Records from a collection
┏━━
PR #5911, opened 2020-02-17
Fix inverted depth sampling

phi-lira:
### Purpose of this PR
- Fix y-flip issue when sampling depth texture and not rendering to render texture
- Fix issue that some shaders variables to not be defined for shadow caster pass (or any pass before opaques). Causing shadow pass to be one frame behind. 

---
### Testing status

**Manual Tests**: 
Added test scene to graphics project. Tested all combinations of (depth-prepass, depth copy) vs (render texture, screen).

- [ ] Built a player
- Other: 

**Automated Tests**: To be added

---
### Comments to reviewers
 I've re-purposed `_ProjectionParams` -> `unity_ProjectionParams` because Unity overwrites `_ProjectionParams.x` in several places. 
`_ProjectionParams` is still defined as `unity_ProjectionParams` so shaders don't break.


phi-lira:
Next iteration: #5913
┗━━
→ **How to complete this task**:
Each line from the one holding "To be added" through the last line of the data is to be transcribed exactly, with nothing else added.

→ **Problem solution**:
**Automated Tests**: To be added

---
### Comments to reviewers
 I've re-purposed `_ProjectionParams` -> `unity_ProjectionParams` because Unity overwrites `_ProjectionParams.x` in several places. 
`_ProjectionParams` is still defined as `unity_ProjectionParams` so shaders don't break.


phi-lira:
Next iteration: #5913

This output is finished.